Learn Small Amount Everyday

← Back to Home

Configuration Management: Separating Config from Code

Have you ever had to change a file path in five different scripts just because you moved a folder? Or accidentally pushed an API key to GitHub? If so, you need better configuration management.

The Problem: Hardcoded Values

Hardcoding is the practice of embedding data directly into the source code rather than obtaining it from external sources.

Bad Practice:

# main.py
API_KEY = "12345-secret-key"
DATA_PATH = "/Users/adipta/Downloads/data.csv"
MODEL_PARAMS = {"lr": 0.01, "epochs": 10}

def train():
    data = load(DATA_PATH)
    # ...

Why it's bad:

  1. Security Risk: Secrets in code get committed to version control.
  2. Portability: The code won't run on your colleague's machine (they don't have /Users/adipta).
  3. Flexibility: You have to edit the code to change hyperparameters.

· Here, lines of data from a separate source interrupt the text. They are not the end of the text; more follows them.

PR #200, opened 2023-02-07
Added motor classes (includes velocity control)

simranmalhi:
This pull request moves all of the motor code into motor classes (base motor, can motor, sim motor). The ability to set the velocity of a motor is also added.

Done:
- Created motor classes (base, can, and sim)
- Implemented method for setting the motor velocity
- Created mapping of motors to shared pointers in world interface
- Created getMotor method in world interface
- Initialized periodic scheduler in base motor constructor
- Updated motor methods in the implementation files for world interface to call methods from motor class
- Added cpp files to CMakeLists
- Created testing method in FakeCanBoard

The Solution: External Configuration

Software engineering best practices dictate that configuration (things that change between deployments/runs) should be separated from code (logic that stays the same).

1. Environment Variables for Secrets

For sensitive data like passwords and API keys, use environment variables.

.env file:

API_KEY=12345-secret-key
DB_PASSWORD=supersecret

Python Code:

import os
from dotenv import load_dotenv

load_dotenv() # Load variables from .env

api_key = os.getenv("API_KEY")

2. YAML/JSON for Hyperparameters and Paths

For non-sensitive configuration like model parameters or file paths, use structured files like YAML.

config.yaml:

logging:
  level: "INFO"
data:
  path: "./data/raw/dataset.csv"
  test_split: 0.2
model:
  learning_rate: 0.01
  epochs: 100

Python Code:

import yaml

with open("config.yaml", "r") as f:
    config = yaml.safe_load(f)

print(f"Training with lr={config['model']['learning_rate']}")

Benefits for Data Science

  • Reproducibility: You can commit config.yaml to Git, documenting exactly what parameters created a specific model version.
  • Experimentation: You can run multiple experiments by simply pointing to different config files (e.g., python train.py --config config_v1.yaml).
  • Cleanliness: Your code focuses on logic, not settings.

Start separating your concerns today. Your future self (and your team) will thank you.